[DATASET Boundary: Start]

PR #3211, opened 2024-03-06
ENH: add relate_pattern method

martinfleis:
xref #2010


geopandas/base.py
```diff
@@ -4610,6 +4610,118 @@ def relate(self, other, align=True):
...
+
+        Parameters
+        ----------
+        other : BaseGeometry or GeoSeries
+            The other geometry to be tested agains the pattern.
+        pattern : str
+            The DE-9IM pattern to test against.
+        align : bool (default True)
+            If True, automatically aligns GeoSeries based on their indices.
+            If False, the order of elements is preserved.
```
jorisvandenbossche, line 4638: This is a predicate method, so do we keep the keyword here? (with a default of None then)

[DATASET Boundary: End]

- **WORK ORDER**: Within the material above, report how many lines carry the word "True", and nothing else.

- **EXERCISE RESULT**: 3